─── EXERCISE DATA ───

PR #3450, opened 2022-09-26
e2e tools for packages

lewisdiamond:
*Description of changes:*
Extract some tooling from metallb PR as this is needed by Jonah. Metallb pr will be updated to reflect the newer metallb version.

### DIFF
--- a/test/e2e/curated_packages_test.go
+++ b/test/e2e/curated_packages_test.go
@@ -4,32 +4,177 @@
 package e2e
 
 import (
+	"context"
 	"fmt"
+	"strconv"
 	"strings"
 	"testing"
+	"time"
 
 	"github.com/aws/eks-anywhere/internal/pkg/api"
 	"github.com/aws/eks-anywhere/pkg/api/v1alpha1"
+	"github.com/aws/eks-anywhere/pkg/kubeconfig"
 	"github.com/aws/eks-anywhere/test/framework"
 )
 
 const (
-	eksaPackageControllerHelmChartName = "eks-anywhere-packages"
-	eksaPackageControllerHelmURI       = "oci://public.ecr.aws/eks-anywhere/eks-anywhere-packages"
-	eksaPackageControllerHelmVersion   = "0.1.10-eks-a-10"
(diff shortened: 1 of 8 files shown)


test/e2e/curated_packages_test.go
```diff
@@ -4,32 +4,177 @@
...
+		"-o", "jsonpath='{.items[0].metadata.name}'",
+	)
+	if err != nil {
+		return "", err
+	}
+	bundle := bundleBytes.String()
+	return strings.Trim(bundle, "'"), nil
+}
+
+func TestPackagesInstallSimpleFlow(t *testing.T) {
```
ewollesen, line 164: What is this testing? It doesn't fit with the established naming pattern of the other hello-eks-anywhere tests. If it's testing something that isn't already covered, even just a comment explaining what it's testing would be good.

Either way, if this is a test we want to keep, could this please be renamed "TestCPackagesInstallSimpleFlow"? That way it can get picked up by the "all" target in [the Makefile](https://github.com/aws/eks-anywhere/blob/16f4ebe91cc683f70d0470957cb900e93c88e6f5/Makefile#L427).

test/framework/cluster.go
```diff
@@ -830,22 +831,58 @@ func (e *ClusterE2ETest) InstallHelmChart() {
...
+}
+
+func (e *ClusterE2ETest) DeleteNamespace(namespace string) {
+	kubeconfig := e.kubeconfigFilePath()
+	err := e.KubectlClient.DeleteNamespace(context.Background(), kubeconfig, namespace)
+	if err != nil {
+		e.T.Fatalf("Namespace deletion failed for %s", namespace)
+	}
+}
+
```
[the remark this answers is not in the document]
lewisdiamond: They're used in the Metallb tests. This is extracted from the other PR so it will be used.

test/e2e/curated_packages_test.go
lewisdiamond: Seems like it was resurrected from a rebase.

───

_WHAT NEEDS TO BE DONE_
Working from the records above, tally the lines that contain "return" and give only the total.

_RESPONSE TO THE EXERCISE_
2